▶ [Task item]:
Only the lines from the line holding "Related to https://github.com/uber-go/zap/issues/1086" through the final line of the entries below are to be returned, exactly as they stand.

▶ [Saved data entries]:
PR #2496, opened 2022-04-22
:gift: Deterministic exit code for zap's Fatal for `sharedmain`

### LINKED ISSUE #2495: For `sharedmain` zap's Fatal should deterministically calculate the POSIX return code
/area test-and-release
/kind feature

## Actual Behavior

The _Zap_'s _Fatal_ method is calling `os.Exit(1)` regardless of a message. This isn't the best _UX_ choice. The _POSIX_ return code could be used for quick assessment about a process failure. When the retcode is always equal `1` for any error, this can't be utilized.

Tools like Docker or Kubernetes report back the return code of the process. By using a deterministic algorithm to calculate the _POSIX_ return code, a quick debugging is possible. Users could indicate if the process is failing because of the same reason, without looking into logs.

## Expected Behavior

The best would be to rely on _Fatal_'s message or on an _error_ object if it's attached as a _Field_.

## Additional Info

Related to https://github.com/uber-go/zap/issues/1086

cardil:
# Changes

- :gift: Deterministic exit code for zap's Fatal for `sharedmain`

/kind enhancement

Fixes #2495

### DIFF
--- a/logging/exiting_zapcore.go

▶ [Result below]:
Related to https://github.com/uber-go/zap/issues/1086

cardil:
# Changes

- :gift: Deterministic exit code for zap's Fatal for `sharedmain`

/kind enhancement

Fixes #2495

### DIFF
--- a/logging/exiting_zapcore.go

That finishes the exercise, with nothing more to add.